Any tumor detected will be surgically removed, he added.
While the cancer is a leading cause of death in the Mekong region, the screening program will start in Nongbualanpoo province, Pongsadhorn said.
Just one tablet of praziquantel, which is given free, can get rid of the worms but that does not solve the problem as people get infected repeatedly if they continue to eat raw seafood.
The plan is in line with Thailand's overall goal to provide better disease prevention health services at a time when its people are living longer and increasing numbers of them are crippled with chronic, non-communicable diseases that take far longer to treat and are more expensive to treat.

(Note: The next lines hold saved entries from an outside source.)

PR #88, opened 2020-04-20
Various improvements

duburcqa:
- [jiminy core] Add jointType attribute to the motor. Only support linear and rotary joints for motors.
- [jiminy core] Replace Torque by Effort to be appropriate for both rotary and linear joints.
- [jiminy core] Add prefix 'joints' to the ambiguous fields (Position|Velocity)Limit*.
- [jiminy core] Define more appropriate position/velocity/effort limits for non-physical joints.

____

- [jiminy_py C++] Improve pinocchio/eigenpy 'submodule' management.
- [jiminy_py C++] Add getters and expose sensor type specific properties. Fix wrong exposure of the sensors names.
- [jiminy_py C++] Fix Robot class used instead of Model in Jiminy bindings.

____

- [jiminy_py Python] Improve robustness of viewer to handle closed gepetto-gui during rendering.
- [jiminy_py Python] Enable to render the initial state of EngineAsynchronous.

____

- [gym_jiminy] Refactoring of Gym Jiminy to extract more information from the model instead of using hardcoded values.
-  [gym_jiminy] The observation space now corresponds to the sensors and state spaces by default.
-  [gym_jiminy] Use Global variable to define "universal bounds" to overwrite jiminy inf bounds if desired. 

____

- [jiminy_plot] Move plotter.py in log.py since they are related. Remove Python3 only typing.
- [jiminy_plot] Prepend expressions with ':' enable to plot every matched fields in the same subplot.

For example
```
jiminy_plot /tmp/traj.data :*.FX:*.FY:*.FZ :*.Q :*.V *energy
```

image
____

- [doc] Update readme.

### DIFF
--- a/python/jiminy_py/src/jiminy_py/log.py
+++ b/python/jiminy_py/src/jiminy_py/log.py
@@ -104,7 +104,7 @@ def plot_log():
         "Example: h1 h2:h3:h4 generates two subplots, one with h1, one with h2, h3, and h4.\n" + \
         "Wildcard token '*' can be used. In such a case:\n" + \
         "- If *h2* matches several fields : each field will be plotted individually in subplots. \n" + \
-        "- If :*h2* matches several fields : each field will be plotted in the same subplot. \n" + \
+        "- If :*h2* or :*h2*:*h3*:*h4* matches several fields : each field will be plotted in the same subplot. \n" + \
         "- If *h2*:*h3*:*h4* matches several fields : each match of h2, h3, and h4 will be plotted jointly in subplots.\n" + \
         "  Note that if the number of matches for h2, h3, h4 differs, only the minimum number will be plotted.\n" + \
         "\nEnter no plot command (only the file name) to view the list of fields available inside the file."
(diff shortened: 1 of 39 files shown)


duburcqa:
ping @matthieuvigne

matthieuvigne:
Do you really want to support python2.7 now that it's officially deprecated ?  Removing typing hints because a deprecated version of python doesn't support it seems kind of weird...

python/jiminy_py/src/jiminy_py/log.py
```diff
@@ -81,14 +97,79 @@ def read_log(filename:str) -> tp.Tuple[tp.Dict, tp.Dict]:
...
+    if len(plotting_commands) == 0:
+        print("Available data:")
+        print("\n - ".join(log_data.keys()))
+        exit(0)
+
+    # Parse plotting arguments.
+    plotted_elements = []
+    for cmd in plotting_commands:
+        # Check that the command is valid, i.e. that all elements exits. If it is the case, add it to the list.
+        same_subplot = (cmd[0] == ':')
```
matthieuvigne, line 130: Nice feature :)

duburcqa:
> Do you really want to support python2.7 now that it's officially deprecated ? Removing typing hints because a deprecated version of python doesn't support it seems kind of weird...

I don't know. But we need to decide if we really want to completely drop the support officially or not, and if so, update the Readme. According to the statistics, between 5% and 15% of the researchers are still using Python2. Personally, I don't think typing is enough to drop support before the end of 2020. What do you think ?

matthieuvigne:
No I guess not - the best would be to have a separate python2 and python3 version, but clearly we don't want to maintain that. So let's stick to python2 for now...

PR #98, opened 2020-04-30
[core] Fix bug in FixedFrameConstraint resetProxies.

matthieuvigne:
resetProxies was not updating the model size, leading to issues when
switching from rigid to flexible model.

### DIFF
--- a/core/src/robot/FixedFrameConstraint.cc
+++ b/core/src/robot/FixedFrameConstraint.cc
@@ -68,6 +68,8 @@ namespace jiminy
 
     hresult_t FixedFrameConstraint::refreshProxies()
     {
+        // Resize the jacobian to the model dimension.
+        jacobian_.resize(6, model_->pncModel_.nv);
         return getFrameIdx(model_->pncModel_, frameName_, frameIdx_);
     }
 }


duburcqa:
You should increase the release tag. If you wish, you could gather your PRs to avoid increasing it multiple times for small modifications.

matthieuvigne:
For me there is no need to make a new tag for every PR ; we just make a new release tag when there is a sufficient  amount of content. Otherwise we will loose a lot of time constantly increasing tags on PRs.

Possibly we should work with a dev branch if you want master to always point to a tagged version, like what is done e.g. in pinocchio.

duburcqa:
If you want. But in this case we NEED a dev branch, since we have to increase the version tag for each commit on the master branch otherwise the CI will fail (because pypi deploy does not work if the version tag already exists)

matthieuvigne:
Ah ok, I didn't know we had this constraint. 

Personally I prefer making independent PRs for independant features (huge 'various improvements' PRs are difficult to follow), but I can understand if you don't want to handle a dev branch (in particular for these 1-line PRs). I'll merge them all then and that will be good for now.

matthieuvigne:
It would be nice if we could have a single version number for the whole project so we don't have to change it in 5 places, but I don't know if it's easily doable by both cmake / setuptools at the same time.

matthieuvigne:
Closing as merged in https://github.com/Wandercraft/jiminy/pull/93

PR #127, opened 2017-06-22
[easy] Make linter config more general

kislyuk:


kislyuk:
mypy doesn't like me.

PR #129, opened 2017-06-22
Clarifications of the swagger spec.

ttung:
1. Return values are always lower case.  Input values remain case-insensitive.
2. Add patterns in some places where they are missing.
3. Clarify that the checksums are in hex format.

### DIFF
--- a/dss-api.yml
+++ b/dss-api.yml
@@ -68,21 +68,21 @@ paths:
               description: Content-type of the file.
               type: string
             X-DSS-CRC32C:
-              description: CRC32C of the file contents in hex.
+              description: CRC-32C (in hex format) of the file contents in hex.
               type: string
-              pattern: "^[A-Za-z0-9]{8}$"
+              pattern: "^[a-z0-9]{8}$"
             X-DSS-S3-ETAG:
-              description: S3 ETag of the file contents.
+              description: S3 ETag (in hex format) of the file contents.
               type: string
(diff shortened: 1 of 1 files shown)


dss-api.yml
```diff
@@ -68,21 +68,21 @@ paths:
...
+              description: CRC-32C (in hex format) of the file contents in hex.
               type: string
-              pattern: "^[A-Za-z0-9]{8}$"
+              pattern: "^[a-z0-9]{8}$"
             X-DSS-S3-ETAG:
-              description: S3 ETag of the file contents.
+              description: S3 ETag (in hex format) of the file contents.
               type: string
-              pattern: "^[A-Za-z0-9]{32}(-([2-9]|[1-8][0-9]|9[0-9]|[1-8][0-9]{2}|9[0-8][0-9]|99[0-9]|[1-8][0-9]{3}|9[0-8][0-9]{2}|99[0-8][0-9]|999[0-9]|10000))?$"
+              pattern: "^[a-z0-9]{32}(-([2-9]|[1-8][0-9]|9[0-9]|[1-8][0-9]{2}|9[0-8][0-9]|99[0-9]|[1-8][0-9]{3}|9[0-8][0-9]{2}|99[0-8][0-9]|999[0-9]|10000))?$"
```
sampierson: Wow what a ridiculous RegEx.  I'm guessing this came from Amazon. I mean yeah technically it's very accurate, but (-[0-9]+) is a whole lot more readable.  This is not a request for change.

PR #131, opened 2017-06-22
method to pull the cloud-provided checksum.

ttung:
Bonus test included.


sampierson:
Does GCS also use etags?  If not, then if the calling code is to be cloud-agnostic, it seems like returning the type of the checksum too would be useful, e.g. { 'sha1': "deadbeef" }

PR #133, opened 2017-06-22
Checksum-based mechanism for determining whether we copy.

ttung:
Now the new approach is:

1. Does the checksum on disk match our expectations?  If so, skip the copy.
2. Do the copy and verify that the copy was done correctly.


ttung:
#136

PR #140, opened 2017-06-23
API to generate a presigned URL on google cloud.

ttung:


dss/blobstore/gcs.py
```diff
@@ -43,6 +44,15 @@ def list(
...
             yield blob_obj.name
 
+    def generate_presigned_GET_url(
+            self,
+            bucket: str,
+            object_name: str,
+            **kwargs) -> str:
+        bucket_obj = self._ensure_bucket_loaded(bucket)
+        blob_obj = bucket_obj.get_blob(object_name)
+        return blob_obj.generate_signed_url(datetime.timedelta(1))
```
kislyuk: Suggest using `datetime.timedelta(days=1)` for explicitness. Also eventually the API will want to expose the lifetime as an input parameter, subject to minimum (0) and maximum bounds.

ttung:
Updated and ready for re-review.

ttung:
Eh, I'll just land. :)

PR #142, opened 2017-06-23
GCS support for fetching an object.

ttung:


dss/blobstore/gcs.py
```diff
@@ -62,6 +62,21 @@ def upload_file_handle(
...
+        :param object_name: the name of the object for which metadata is being
+        retrieved.
+        :return: the data
+        """
+        bucket_obj = self._ensure_bucket_loaded(bucket)
+        blob_obj = bucket_obj.get_blob(object_name)
+        if blob_obj is None:
+            raise BlobNotFoundError()
+
+        return blob_obj.download_as_string()
```
sampierson: (no action required)
Wow Google what a horribly named method.  This is Python so download_as_string() implies to be that a `.decode('utf-8')` or something is happening and it's returning a string, when in fact it is returning bytes.

PR #144, opened 2017-06-23
GCS support of verify_blob_checksum

ttung:


dss/hcablobstore/gcs.py
```diff
@@ -0,0 +1,25 @@
...
+
+
+class GCSHCABlobStore(HCABlobStore):
+    def __init__(self, handle: BlobStore) -> None:
+        self.handle = handle
+
+    def verify_blob_checksum(self, bucket: str, object_name: str, metadata: typing.Dict[str, str]) -> bool:
+        """
+        Given a blob, verify that the checksum on the cloud store matches the checksum in the metadata dictionary.  The
+        keys to the metadata dictionary will be the items in ``COPIED_METADATA``.  Each cloud-specific implementation
```
sampierson: COPIED_METADATA -> MANDATORY_METADATA?

tests/test_gcshcablobstore.py
```diff
@@ -0,0 +1,58 @@
...
+                {
+                    HCABlobStore.MANDATORY_METADATA['CRC32C']['keyname']: "e16e07b9",
+                }
+            )
+        )
+
+        self.assertFalse(
+            self.hcahandle.verify_blob_checksum(
+                self.test_src_data_bucket, "test_good_source_data/1",
+                {
```
sampierson: Looks like bad source data not good source data if the checksum is wrong.
Confused.

tests/test_gcshcablobstore.py
```diff
@@ -0,0 +1,58 @@
...
+                    HCABlobStore.MANDATORY_METADATA['CRC32C']['keyname']: "e16e07b9",
+                }
+            )
+        )
+
+        with self.assertRaises(BlobNotFoundError):
+            self.hcahandle.verify_blob_checksum(
+                self.test_src_data_bucket, "test_good_source_data/0/DOES_NOT_EXIST",
```
sampierson: Looks like bad source data not good source data if we're expecting an exception.

tests/test_gcshcablobstore.py
ttung: The checksum in `tests/test_gcshcablobstore.py` is wrong.  The checksum on the actual file is correct.

I'll restructure this test to pull the actual checksums from the cloud provider (rather than from a source file). #156

dss/hcablobstore/gcs.py
ttung: Fixed.

PR #145, opened 2017-06-23
GCS support of copy_blob

ttung:
Add test that apparently was never written


sampierson:
This test is gradually going to create many many files in the destination bucket.  How about a TearDown that deletes the test has completed?

ttung:
I plan on setting a cleanup policy on the bucket to nuke files after a fixed time interval.

There is already one set up on AWS but it is restricted to one prefix. Once we separate the buckets, I'll apply it to the entire output directory.

PR #146, opened 2017-06-23
Fix ES permissions; CI/CD/env infra improvements

kislyuk:
Sorry this is a hodge-podge of stuff. Working on un-screwing up our daemons and deployment infra.

- Update and parameterize Elasticsearch IAM access policies for Lambdas

- Begin centralized IAM policy templates and management scripts

- Begin centralized environment script

- Begin centralized Makefile util library

- Add check to Makefiles to ensure environment script is sourced before running commands

- Add docs for the deployment and CI/CD config process in the main readme

PR #147, opened 2017-06-23
Allow lambda dss-dev read-only access to hca-dss-test-src bucket

sampierson:


kislyuk:
IMO this should live in the source bucket's IAM policy, not in the application lambda's policy.

In other words, the staging service should grant the DSS access to its bucket. DSS should not declare that it has access to the staging service's bucket.

kislyuk:
What we could do though is add a script that applies this bucket policy (to be run from a privileged account) similar to the work in progress https://github.com/HumanCellAtlas/data-store/blob/akislyuk-fix-daemons-2/scripts/authorize_aws_deploy.sh (#146).

PR #148, opened 2017-06-23
Nicer error messages when we can't find a bundle or a file.

ttung:
```
{
  "HTTPStatusCode": 404,
  "exception": "An error occurred (NoSuchKey) when calling the GetObject operation: The specified key does not exist.",
  "message": "Cannot find bundle."
}
```


ttung:
you mean for get-files, right?

PR #149, opened 2017-06-23
Basic setup for the files/bundles/their unit tests to communicate with GCS.

ttung:
Unit test in the next diff.

### DIFF
--- a/dss/config.py
+++ b/dss/config.py
@@ -4,22 +4,36 @@ from contextlib import contextmanager
 
 from .blobstore import BlobStore
 from .blobstore.s3 import S3BlobStore
+from .blobstore.gcs import GCSBlobStore
 from .hcablobstore import HCABlobStore
 from .hcablobstore.s3 import S3HCABlobStore
+from .hcablobstore.gcs import GCSHCABlobStore
 
 
 class Config(object):
     _S3_BUCKET = None  # type: str
+    _GS_BUCKET = None  # type: str
 
     @staticmethod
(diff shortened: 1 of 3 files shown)


dss/config.py
```diff
@@ -4,23 +4,37 @@
...
 
 class Config(object):
     _S3_BUCKET = None  # type: str
+    _GS_BUCKET = None  # type: str
 
     @staticmethod
     def get_cloud_specific_handles(replica: str) -> typing.Tuple[
             BlobStore, HCABlobStore, str]:
+
+        handle: BlobStore
```
kislyuk: Hmm... I don't understand this syntax, what is this type hint attached to?

ttung: handle.

type hinting is currently broken in python if the same variable is declared in two different paths of an if-statement.

dss/config.py
```diff
@@ -4,23 +4,37 @@
...
         if replica == 'aws':
             handle = S3BlobStore()
             return (
                 handle,
                 S3HCABlobStore(handle),
                 Config.get_s3_bucket()
             )
+        elif replica == 'gcs':
+            pkg_root = os.path.abspath(os.path.join(os.path.dirname(__file__), '..'))
+            credentials = os.path.join(pkg_root, "gcs-credentials.json")
```
kislyuk: I think we want to always use the `GOOGLE_APPLICATION_CREDENTIALS` environment variable, no?

ttung: This is wrong in multiple places.  I'll fix in a follow-up PR.

PR #336, opened 2017-08-14
Test to expose a bug and a hilarious bugfix.

ttung:
1. next_part is not advanced.
2. there's an off-by-one where if we run out of items in the work queue and we haven't copied the last chunk, then we don't search for more uncopied parts.

### DIFF
--- a/dss/events/chunkedtask/awscopyclient.py
+++ b/dss/events/chunkedtask/awscopyclient.py
@@ -27,7 +27,7 @@ class S3CopyTask(Task[dict, typing.Any]):
     """
     This is a chunked task that does a multipart copy from one blob to another.
     """
-    def __init__(self, state: dict) -> None:
+    def __init__(self, state: dict, fetch_size: int=100) -> None:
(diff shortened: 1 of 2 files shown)


dss/events/chunkedtask/awscopyclient.py
```diff
@@ -146,6 +148,7 @@ def run_one_unit(self) -> typing.Optional[typing.Any]:
             PartNumber=part_id,
             UploadId=self.upload_id,
         )
+        self.next_part = part_id + 1
```
ttung: where it's not advanced.

dss/events/chunkedtask/awscopyclient.py
```diff
@@ -103,9 +105,9 @@ def run_one_unit(self) -> typing.Optional[typing.Any]:
                     self.upload_id,
                     self.part_count,
                     self.next_part,
-                    100))
+                    self.fetch_size))
 
-        if len(self.queue) == 0 or self.next_part == self.part_count:
+        if len(self.queue) == 0 or self.next_part > self.part_count:
```
ttung: off-by-one.

PR #338, opened 2017-08-14
Sleep per loop while we search for the completion marker.

ttung:
Don't hammer filterLogEvents.


ttung:
I'm going to land this to make tests more reliable.  Feel free to make post-land comments.

PR #344, opened 2017-08-14
[easy] Move the clients list setup inside a method.

ttung:
This is so that circular module dependencies can resolve.


ttung:
> Unrelated to this change, get_payload in this file is probably better named unpack_payload or parse_payload.

👍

"This is the top cause of mortality for this province, higher than heart disease, stroke," said Pongsadhorn.
"It is a neglected disease that affects mainly poor people ... if left untreated, it can develop into cancer in 10 to 20 years," he said, adding that it affected more men than women in a ratio of 3:1.
"The disease affects mostly men in their 40s and 50s ... it affects the family because they are heads of families and they can't work once they have cancer," Pongsadhorn said.
A raw fish dish, called Koi-pla, is not only a culinary favorite in the Mekong, it has also found its way into other parts of Asia, such as Hong Kong and Singapore, because of the popularity of Thai cuisine.
The fluke, which has two suckers, attacks the human bile duct by biting on its wall, which causes ulcers and cancers years later.
Bile duct cancer, or cholangiocarcinoma, is usually diagnosed at an advanced stage because symptoms surface late.